-- Data to examine follows --
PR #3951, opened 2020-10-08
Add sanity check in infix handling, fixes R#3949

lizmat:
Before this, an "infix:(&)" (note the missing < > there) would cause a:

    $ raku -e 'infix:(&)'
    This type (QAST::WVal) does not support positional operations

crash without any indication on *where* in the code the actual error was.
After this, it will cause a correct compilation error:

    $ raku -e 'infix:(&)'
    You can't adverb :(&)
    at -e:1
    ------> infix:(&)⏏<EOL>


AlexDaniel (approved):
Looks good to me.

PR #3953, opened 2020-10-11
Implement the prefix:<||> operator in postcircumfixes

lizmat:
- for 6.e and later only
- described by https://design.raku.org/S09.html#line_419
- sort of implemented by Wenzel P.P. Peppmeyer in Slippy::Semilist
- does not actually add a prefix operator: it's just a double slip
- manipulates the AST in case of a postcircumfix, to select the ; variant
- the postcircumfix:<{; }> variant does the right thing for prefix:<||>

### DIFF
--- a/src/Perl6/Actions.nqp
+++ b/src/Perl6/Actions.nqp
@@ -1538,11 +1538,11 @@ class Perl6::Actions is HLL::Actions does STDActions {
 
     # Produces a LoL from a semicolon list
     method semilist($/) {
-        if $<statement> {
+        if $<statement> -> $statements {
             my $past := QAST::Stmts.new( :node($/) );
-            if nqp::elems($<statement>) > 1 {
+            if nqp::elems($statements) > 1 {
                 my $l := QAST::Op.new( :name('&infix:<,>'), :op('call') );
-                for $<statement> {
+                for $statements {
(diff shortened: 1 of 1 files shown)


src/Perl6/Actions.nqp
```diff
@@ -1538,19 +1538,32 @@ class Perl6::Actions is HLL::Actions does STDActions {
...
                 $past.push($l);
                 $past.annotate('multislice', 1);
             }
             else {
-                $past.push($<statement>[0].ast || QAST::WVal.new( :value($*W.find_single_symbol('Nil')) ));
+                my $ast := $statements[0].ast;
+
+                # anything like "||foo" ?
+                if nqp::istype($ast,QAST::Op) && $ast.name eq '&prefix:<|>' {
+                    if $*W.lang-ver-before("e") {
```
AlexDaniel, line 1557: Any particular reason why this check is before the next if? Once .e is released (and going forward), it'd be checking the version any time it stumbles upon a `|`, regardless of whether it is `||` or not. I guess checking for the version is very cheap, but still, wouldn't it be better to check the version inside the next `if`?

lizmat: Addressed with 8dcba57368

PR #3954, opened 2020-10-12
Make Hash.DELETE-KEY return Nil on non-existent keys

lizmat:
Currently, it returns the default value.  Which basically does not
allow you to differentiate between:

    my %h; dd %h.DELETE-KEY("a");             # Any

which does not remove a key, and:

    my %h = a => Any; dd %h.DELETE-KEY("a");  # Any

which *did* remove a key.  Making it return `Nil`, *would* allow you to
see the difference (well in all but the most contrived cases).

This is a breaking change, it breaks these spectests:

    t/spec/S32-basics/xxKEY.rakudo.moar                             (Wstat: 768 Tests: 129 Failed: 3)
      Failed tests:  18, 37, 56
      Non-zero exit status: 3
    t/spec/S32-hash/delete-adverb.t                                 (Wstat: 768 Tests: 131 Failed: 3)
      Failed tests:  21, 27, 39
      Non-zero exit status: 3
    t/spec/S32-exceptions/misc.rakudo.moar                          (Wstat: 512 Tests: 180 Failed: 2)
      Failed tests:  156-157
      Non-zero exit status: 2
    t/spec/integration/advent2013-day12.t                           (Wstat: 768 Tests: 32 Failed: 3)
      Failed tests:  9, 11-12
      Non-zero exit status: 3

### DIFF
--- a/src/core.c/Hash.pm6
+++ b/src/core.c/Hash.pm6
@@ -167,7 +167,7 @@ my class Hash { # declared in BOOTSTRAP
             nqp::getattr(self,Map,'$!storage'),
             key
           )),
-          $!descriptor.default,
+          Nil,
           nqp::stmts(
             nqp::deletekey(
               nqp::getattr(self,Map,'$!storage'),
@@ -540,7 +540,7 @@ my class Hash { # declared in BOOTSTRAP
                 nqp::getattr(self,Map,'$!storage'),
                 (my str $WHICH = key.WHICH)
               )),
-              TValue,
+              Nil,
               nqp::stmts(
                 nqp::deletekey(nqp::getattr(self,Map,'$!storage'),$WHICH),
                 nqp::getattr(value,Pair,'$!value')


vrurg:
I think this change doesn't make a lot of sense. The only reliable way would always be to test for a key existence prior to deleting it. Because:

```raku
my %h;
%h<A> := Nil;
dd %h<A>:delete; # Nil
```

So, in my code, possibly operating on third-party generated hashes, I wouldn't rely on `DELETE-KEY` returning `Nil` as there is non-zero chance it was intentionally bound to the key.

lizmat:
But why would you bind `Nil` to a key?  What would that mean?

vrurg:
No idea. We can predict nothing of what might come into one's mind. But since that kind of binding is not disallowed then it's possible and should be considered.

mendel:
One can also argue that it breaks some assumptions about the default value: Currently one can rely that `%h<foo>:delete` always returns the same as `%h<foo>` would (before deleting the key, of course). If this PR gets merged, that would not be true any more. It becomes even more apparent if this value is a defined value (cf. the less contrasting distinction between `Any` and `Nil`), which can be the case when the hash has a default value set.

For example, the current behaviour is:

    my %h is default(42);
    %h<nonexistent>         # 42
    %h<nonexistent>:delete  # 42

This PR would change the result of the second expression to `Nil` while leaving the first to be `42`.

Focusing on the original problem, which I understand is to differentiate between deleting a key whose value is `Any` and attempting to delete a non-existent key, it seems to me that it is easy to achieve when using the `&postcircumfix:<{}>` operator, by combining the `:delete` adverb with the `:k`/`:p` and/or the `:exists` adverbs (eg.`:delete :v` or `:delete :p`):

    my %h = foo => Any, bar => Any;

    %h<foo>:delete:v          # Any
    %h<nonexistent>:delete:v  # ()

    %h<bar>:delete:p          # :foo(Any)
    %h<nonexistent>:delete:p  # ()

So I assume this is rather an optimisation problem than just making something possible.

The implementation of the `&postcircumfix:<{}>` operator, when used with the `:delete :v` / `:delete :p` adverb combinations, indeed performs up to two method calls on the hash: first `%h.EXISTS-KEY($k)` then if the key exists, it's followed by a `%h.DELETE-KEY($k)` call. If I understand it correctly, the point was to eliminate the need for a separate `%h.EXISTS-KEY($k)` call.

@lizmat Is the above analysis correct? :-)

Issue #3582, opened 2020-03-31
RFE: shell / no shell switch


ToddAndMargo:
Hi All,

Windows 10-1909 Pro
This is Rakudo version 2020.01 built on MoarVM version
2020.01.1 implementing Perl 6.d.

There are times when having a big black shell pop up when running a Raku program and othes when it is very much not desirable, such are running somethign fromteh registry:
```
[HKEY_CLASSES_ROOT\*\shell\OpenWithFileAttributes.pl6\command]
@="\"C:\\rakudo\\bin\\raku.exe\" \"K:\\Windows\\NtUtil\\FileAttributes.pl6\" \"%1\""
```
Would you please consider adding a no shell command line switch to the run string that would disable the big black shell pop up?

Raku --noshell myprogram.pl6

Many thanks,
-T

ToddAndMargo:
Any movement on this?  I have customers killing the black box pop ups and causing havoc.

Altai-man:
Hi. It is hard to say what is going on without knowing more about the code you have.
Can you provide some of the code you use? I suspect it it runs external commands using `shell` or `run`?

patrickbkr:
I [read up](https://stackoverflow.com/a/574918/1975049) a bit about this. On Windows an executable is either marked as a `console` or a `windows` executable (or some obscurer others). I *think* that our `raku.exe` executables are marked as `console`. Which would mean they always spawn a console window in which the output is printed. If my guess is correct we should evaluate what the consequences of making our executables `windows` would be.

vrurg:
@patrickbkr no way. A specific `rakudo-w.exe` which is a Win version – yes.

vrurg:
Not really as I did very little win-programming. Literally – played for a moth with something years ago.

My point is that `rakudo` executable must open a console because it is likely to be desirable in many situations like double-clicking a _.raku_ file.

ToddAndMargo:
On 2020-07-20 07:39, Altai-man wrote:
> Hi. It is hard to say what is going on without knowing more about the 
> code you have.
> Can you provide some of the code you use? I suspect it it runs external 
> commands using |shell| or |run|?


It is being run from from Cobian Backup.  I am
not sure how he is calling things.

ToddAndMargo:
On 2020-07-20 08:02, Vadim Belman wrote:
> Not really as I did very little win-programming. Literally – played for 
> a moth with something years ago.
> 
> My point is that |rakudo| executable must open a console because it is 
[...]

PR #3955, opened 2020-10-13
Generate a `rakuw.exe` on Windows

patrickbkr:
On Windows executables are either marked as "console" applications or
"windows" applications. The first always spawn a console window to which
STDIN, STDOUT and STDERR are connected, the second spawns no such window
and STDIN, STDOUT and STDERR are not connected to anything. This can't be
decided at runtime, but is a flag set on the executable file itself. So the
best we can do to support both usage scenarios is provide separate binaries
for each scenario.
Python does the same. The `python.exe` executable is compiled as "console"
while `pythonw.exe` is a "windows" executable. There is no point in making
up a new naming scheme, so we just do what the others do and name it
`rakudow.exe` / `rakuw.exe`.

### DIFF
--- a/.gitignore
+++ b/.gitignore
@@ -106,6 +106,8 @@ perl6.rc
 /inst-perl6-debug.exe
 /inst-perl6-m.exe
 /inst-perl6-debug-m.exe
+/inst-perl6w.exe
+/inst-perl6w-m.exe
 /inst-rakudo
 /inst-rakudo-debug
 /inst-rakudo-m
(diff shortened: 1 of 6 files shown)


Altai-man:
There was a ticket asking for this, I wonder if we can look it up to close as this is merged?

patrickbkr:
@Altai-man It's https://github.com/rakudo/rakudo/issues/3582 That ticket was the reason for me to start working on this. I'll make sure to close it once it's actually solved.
-- Data to examine concluded --
Your goal —
How many lines of the data above include the word "very"? Only that number should be returned.

Your solution —
4